Killing the Moonlight: Modernism in Veniceher study of the outmoded city of lagoons as a crucible for experiments across literature, politics, urbanism, and the visual arts, was published by Columbia University Press in 2014, and received Honorable Mention in the Modernist Studies Association’s annual book award competition. She is also Associate Professor of English and Romance Languages and Literatures and a Faculty Affiliate of the Center for the Study of Gender and Sexuality.

 

 

ROSANNA WARREN

Hanna Holborn Gray Distinguished Service Professor

Rosanna Warren is the Hanna Holborn Gray Distinguished Service Professor in the Committee on Social Thought at the University of Chicago. Her book of criticism, Fables of the Self: Studies in Lyric Poetry, came out in 2008. Her most recent books of poems are Departure (2003) and Ghost in a Red Hat (2011). She is the recipient of awards from the Academy of American Poets, The American Academy of Arts & Letters, the Lila Wallace Foundation, the Guggenheim Foundation, and the New England Poetry Club, among others.
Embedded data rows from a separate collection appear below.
Issue #294, opened 2021-06-23
Replace the class loader functionality


omar-rifai:
A class loader functionality which was historically in Clinica (but ununsed up until now) has been removed in [PR275](https://github.com/aramis-lab/clinica/pull/275). We could replace it with a more idiomatic 'Click' mechanism if it is needed.

ghisvail:
I believe third-party extension of Clinica is an exciting topic, but won't come back in the form of a class loader. Instead, we would likely come up with a proper plugin architecture for the relevant parts of Clinica which may benefit from runtime extensions.

PR #658, opened 2022-05-25
Initialize Pydra Engine - I/O interfaces

omar-rifai:
**Update**: Currently the features this PR are

- [x] A Pipeline class for a uniform objects across clinica pipelines 
- [x] An `input` interface** created dynamically based on the `input_spec` of the core workflow 
- [x] An `output` interface** created dynamically based on the `output_spec` of the core workflow 
- [x]  Add (hidden) pydra version of t1-linear. The command is invocable with  `clinica run pydra-t1-linear <input-dir> <output-dir>`
- [x] Add unit tests for the different functions

Important things to improve:
- Definition of splitting criteria if multiple inputs are available (define placeholder for this information in the Pipeline class)
- Placeholder for remote execution specification
- Design of a plugin architecture  

 ** Currently the interfaces serve as POC but more in-depth implementation to be done in different PR


ghisvail:
I am bit worried that a PR may not be the right medium to discuss this design decision. The risk is to introduce early bias towards implementation details (with the code associated to this PR) instead of widening our reach for alternative blueprints.

> The idea is to agree on the main features of the engine here before implementing any pipelines.

As far as this proposal is concerned, by defining a Clinica pipeline as a subclass of `pydra.Workflow`, I believe we would end up suffering from the same limitations as we currently do with the current design with `nipype` down the road.

Starting with excessive coupling with the underlying pipeline implementation, which is the main reason why Clinica is so difficult to extend today. Most of our pipelines break [SOLID principles](https://www.digitalocean.com/community/conceptual_articles/s-o-l-i-d-the-first-five-principles-of-object-oriented-design) one way or another, which is a sign to me that the **is a** relationship between Clinica's pipelines and nipype / pydra workflows introduced by subclassing should be challenged.

omar-rifai:
In order to move forward, a list of required features (below) were defined with @ghisvail. The design of the new engine should be flexible enough to accommodate these requirements.

### Domain Requirements
- BIDS compliance for input and output (custom BIDS data reader/ BIDS data writer)
- Provenance information in the pipelines
- Possibility to define/set different execution environments (local/remote/container..)

### Technical Requirements
- Allow pipelines to be extendable in engine (can easily add nodes before and after) 
- Make pipelines (pydra-) engine agnostic to the extent possible (hide pydra specifics)
- Decoupling of domain (image processing arguments) and technical pipeline parameters

ghisvail:
Perhaps we could also add "support for third-party pipelines" to the DR and "Design a plugin architecture to support pipelines maintained outside of Clinica" to the TR to address #294?

clinica/pipelines/engine_pydra.py
```diff
@@ -0,0 +1,102 @@
...
+
+        self._input_workflow.set_output(
+            [
+                (field, getattr(self._input_workflow.bids_reader_task.lzout, field))
+                for field in data_keys
+            ]
+        )
+
+    def run(self):
+        with Submitter(plugin="cf") as submitter:
```
ghisvail, line 97:
```suggestion
    def run(self):
        # FIXME: Allow parameterization of submitter.
        with Submitter(plugin="cf") as submitter:
```

test/unittests/pydra/test_engine.py
```diff
@@ -0,0 +1,92 @@
+from distutils import core
```
ghisvail, line 1: I wonder whether we are testing the right thing here.

From what I read, we are saying the implementation works if nodes named `bids_reader_task` or `bids_writer_task_0` are present anywhere in the workflow. In my opinion, we are testing implementation details rather than actual properties of what the decorator achieves.

If I change the name of the task in the implementation, it does affect that I can still read or write BIDS data in the workflow, yet the test would fail.

An alternative could be to test the reader with a task that simply accumulates paths received sequentially as input from the BIDS reader and check that its results include all paths expected from the BIDS dataset provided as input.

Same for the writer. Making a task that yields a bunch of arbitrary files and checking that the writer wrote all of them to their expected location.

What do you think?

ghisvail (changes requested):

test/unittests/pydra/test_engine.py
omar-rifai: Yes I agree and I actually hesitated to write out tests for these functions. In reality, since the interfaces are bound to change (not within the scope of this PR). the only reason these tests exists is to preserve the good practice of having unit tests.
Once the `bids_reader_task` and the `bids_writer_task` are actually written to what we want them to achieve, what you are suggesting will make sense.

omar-rifai: I updated the description of the PR to reflect that point.

clinica/pydra/engine.py
```diff
@@ -0,0 +1,121 @@
...
+
+    pipeline.add(input_workflow)
+
+    # connect input workflow to core workflow
+
+    for field in list_core_inputs:
+        read_data = getattr(input_workflow.lzout, field)
+        setattr(core_workflow.inputs, field, read_data)
+
+    return field
```
ghisvail, line 68: "Local variable 'field' might be referenced before assignment"

clinica/pydra/engine.py
```diff
@@ -0,0 +1,121 @@
...
+            for field in data_keys
+        ]
+    )
+    return input_workflow
+
+
+def build_output_workflow(
+    pipeline: Workflow, core_workflow: Workflow, output_dir: PurePath
+) -> None:
+    """Example of an output workflow.
```
ghisvail, line 97: Missing parameters in docstring
Unexpected parameter pipeline in docstring

clinica/pydra/engine.py
```diff
@@ -0,0 +1,121 @@
...
+
+    for field in list_core_inputs:
+        read_data = getattr(input_workflow.lzout, field)
+        setattr(core_workflow.inputs, field, read_data)
+
+    return field
+
+
+def add_input_task(input_workflow: Workflow, query_dict) -> Workflow:
+    """
```
ghisvail, line 72: Missing parameters in docstring
Unexpected parameter pipeline in docstring

clinica/pydra/engine.py
```diff
@@ -0,0 +1,121 @@
...
+
+def clinica_io(func):
+    """
+    Prepend an input workflow (BIDS reader) and
+    append an output_workflow (BIDS writer)
+    to any Pydra workflow
+    """
+
+    @functools.wraps(func)
+    def run_wrapper(name: str, input_dir: PathLike, output_dir: PathLike, **kwargs):
```
ghisvail, line 20: Parameter 'kwargs' value is not used

clinica/pydra/engine.py
```diff
@@ -0,0 +1,121 @@
...
+            input_spec=["input_dir"],
+            input_dir=input_dir,
+        )
+
+        split_key = build_input_workflow(pipeline, core_workflow)
+
+        # TODO: define condition on split if multiple fields
+        pipeline.add(core_workflow.split(split_key))
+
+        build_output_workflow(pipeline, core_workflow, output_dir)
```
ghisvail, line 35: Expected type 'PurePath', got 'PathLike' instead

clinica/pydra/engine_utils.py
```diff
@@ -0,0 +1,45 @@
...
+def list_out_fields(wf: Workflow) -> list:
+    """
+    :return: list of workflow "wf" fields in output_spec
+    """
+    return [x[0] for x in wf.output_spec.fields if not x[0].startswith("_")]
+
+
+def list_in_fields(wf: Workflow) -> list:
+    """
+    :return: list of worfklow wf fields in input_spec
```
ghisvail, line 22: typo

```suggestion
    :return: list of workflow wf fields in input_spec
```

clinica/pydra/engine_utils.py
```diff
@@ -0,0 +1,45 @@
...
+    """
+    return [x[0] for x in wf.input_spec.fields if not x[0].startswith("_")]
+
+
+def bids_query(keys: list) -> dict:
+    """
+    keys: a list of BIDS items to query
+    returns: a dictionary formated for input to BIDSDataGrabber()
```
ghisvail, line 30: typo

```suggestion
    returns: a dictionary formatted for input to BIDSDataGrabber()
```

clinica/pydra/interfaces.py
```diff
@@ -0,0 +1,32 @@
...
+    print("printing core vars in output_workflow", output_file)
+    print("should go to location", output_dir)
+
+    return "dummy_output_string"
+
+
+def bids_reader(query_bids: dict, input_dir: PurePath):
+    """
+    :query_bids: input to BIDSDataGrabber (c.f https://nipype.readthedocs.io/en/latest/api/generated/nipype.interfaces.io.html#bidsdatagrabber)
+    :input_dir: the BIDS input directory
```
ghisvail, line 24: numpydoc

clinica/pydra/t1_linear/t1_linear.py
```diff
@@ -0,0 +1,117 @@
+from multiprocessing import Pipe
```
ghisvail, line 1: unused import

```suggestion
```

test/unittests/pydra/test_engine.py
```diff
@@ -0,0 +1,92 @@
...
+import pip
+import pytest
+from pydra import Workflow
+from pathlib import Path, PurePath
+from os import PathLike, path
```
ghisvail, line 6: unused imports

```suggestion
import pytest
from pathlib import Path, PurePath
from os import PathLike, path
```

test/unittests/pydra/test_engine.py
```diff
@@ -0,0 +1,92 @@
...
+    input_workflow.inputs.input_dir = Path(CURRENT_DIR) / "data"
+
+    add_input_task(input_workflow, bids_query)
+
+    assert "bids_reader_task" in [x.name for x in input_workflow.nodes]
+    return
+
+
+def test_build_output_workflow(pipeline: Workflow, core_workflow: Workflow):
+    from clinica.pydra.engine import build_input_workflow
```
ghisvail, line 82: Unused import as a result of the commented code. Either uncomment the statement or delete it and remove the unused import.

test/unittests/pydra/test_engine.py
```diff
@@ -0,0 +1,92 @@
...
+
+@pytest.fixture
+def core_workflow():
+    wf = Workflow("smoothing_t1w", input_spec=["T1w"])
+    wf.add(
+        smooth_image(
+            name="smooth_image",
+            interface=smooth_image,
+            input_image=wf.lzin.T1w,
+        )
```
ghisvail, line 48: I wonder whether we really need to rely on `nilearn` for testing?

We could just echo the input image to the working directory and consider this copy a derivative for testing purposes, no?

clinica/pydra/engine.py
```diff
@@ -0,0 +1,121 @@
...
+            (field, getattr(input_workflow.bids_reader_task.lzout, field))
+            for field in data_keys
+        ]
+    )
+    return input_workflow
+
+
+def build_output_workflow(
+    pipeline: Workflow, core_workflow: Workflow, output_dir: PurePath
+) -> None:
```
ghisvail, line 96: typing

```suggestion
) -> Workflow:
```

omar-rifai:
@ghisvail please let me know when the review is over so that I can take the time to go over all the points.

clinica/pydra/engine_utils.py
```diff
@@ -0,0 +1,45 @@
...
+    """
+    bids_keys_available = {
+        "T1w": {"datatype": "anat", "suffix": "T1w", "extension": [".nii.gz"]}
+    }
+
+    return {key: bids_keys_available[key] for key in keys}
+
+
+def run(wf):
```
ghisvail, line 39: Missing docstring and typing information

clinica/pydra/t1_linear/t1_linear_cli.py
```diff
@@ -0,0 +1,28 @@
...
+
+
+@click.command(name=pipeline_name, hidden=True)
+@cli_param.argument.bids_directory
+@cli_param.argument.caps_directory
+def cli(
+    bids_directory: str,
+    caps_directory: str,
+) -> None:
+    """Affine registration of Flair images to the MNI standard space (Pydra engine)."""
```
ghisvail, line 17:
```suggestion
    """Affine registration of T1w images to the MNI standard space (Pydra engine)."""
```

clinica/pydra/engine_utils.py
```diff
@@ -0,0 +1,45 @@
+from pydra import Submitter, Workflow
+
+
+def list_keys(query_bids: dict) -> list:
+    """
+    :query_bids: query dictionary to BIDSDataGrabber
+    :return: IDS of queried elements
+    """
+
+    return list(query_bids.keys())
```
ghisvail, line 10: I don't think this utility is particularly useful. It's not specific to BIDS (i.e. it works on any dictionary) and it's used once in the code base (`add_input_task`).

clinica/pydra/engine_utils.py
```diff
@@ -0,0 +1,45 @@
...
+
+
+def list_out_fields(wf: Workflow) -> list:
+    """
```
ghisvail, line 14: numpydoc

clinica/pydra/engine_utils.py
```diff
@@ -0,0 +1,45 @@
...
+def list_in_fields(wf: Workflow) -> list:
+    """
+    :return: list of worfklow wf fields in input_spec
+    """
+    return [x[0] for x in wf.input_spec.fields if not x[0].startswith("_")]
+
+
+def bids_query(keys: list) -> dict:
+    """
+    keys: a list of BIDS items to query
```
ghisvail, line 29: numpydoc

clinica/pydra/engine.py
```diff
@@ -0,0 +1,121 @@
...
+    :return: The output workflow.
+    """
+
+    output_attrs = []
+
+    for i, field in enumerate(pu.list_out_fields(core_workflow)):
+
+        pipeline.add(bids_writer(name="bids_writer_task_" + str(i)))
+
+        writer_task = getattr(pipeline, "bids_writer_task_" + str(i))
```
ghisvail, line 109: I wonder whether it would be more preferable to use the field name instead of its index from enumeration. It would make introspection easier, i.e. it's easier to know what a task named `write_t1w_corrected` compared to `write_1`.

ghisvail (changes requested):
Some more comments on the implementation side

ghisvail:
> @ghisvail please let me know when the review is over so that I can take the time to go over all the points.

You can start with this batch.

A more general comment is that I guess we are losing the ability to restrict processing to a custom list of subjects and sessions, am I correct? Just to be sure that's on purpose if that's the case.

omar-rifai:
> > @ghisvail please let me know when the review is over so that I can take the time to go over all the points.
> 
> You can start with this batch.
> 

I'd rather wait for your review to be ready.

> A more general comment is that I guess we are losing the ability to restrict processing to a custom list of subjects and sessions, am I correct? Just to be sure that's on purpose if that's the case.

I'm not sure I understand what you mean by losing as we are starting from scratch? If comparing to the implementation we have in Nipype yes, a lot of the features have not been implemented in this initial PR as agreed upon.

test/unittests/pydra/test_engine.py
omar-rifai: both work. Currently as this does not add a burden on our dependencies I don't really see the point in changing. But if we see further reasons down the line, we can reconsider.

clinica/pydra/engine.py
omar-rifai: Good point, changed.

She was a Chancellor of the Academy of American Poets from 1999 to 2005, and is a member of the American Academy of Arts and Letters, and the American Academy of Arts and Sciences. Photo courtesy of Joel Cohen.

 

JOHN WILKINSON

Professor of English and Director of Creative Writing and Poetics

John Wilkinson's most recent books of poetry are Ghost Nets (Omnidawn 2016) and Reckitt's Blue (Seagull 2013). A selected poems, Schedule of Unrest, was published by Salt in 2015. Born in London and educated at Cambridge and Harvard, he worked in mental health services in the industrial West Midlands, South Wales and the East End of London before moving to the University of Notre Dame as Writer in Residence in 2005. He joined the English Department at Chicago in 2010 as Professor of Practice in the Arts and is now full Professor. As well as eleven books of poetry and several chapbooks, he has also published a critical collection, The Lyric Touch (Salt 2007) and many subsequent critical essays on modernist and contemporary British and American poetry and painting. 

 

DAVID WRAY

Associate Professor of Classics

LYNN XU

Collegiate Assistant Professor in Poetry

Lynn Xu is the author of Debts & Lessons (Omnidawn, 2013), which was a finalist for the L.A. Times Book Prize. She has received fellowships from the National Endowment for the Arts and the Fulbright Foundation. For her doctoral studies at the University of California at Berkeley, she was awarded a William L. Magistretti Fellowship and a Jacob K. Javits Fellowship. Xu has a BA from UC Berkeley and an MFA from Brown University, and is an editor at Canarium Books.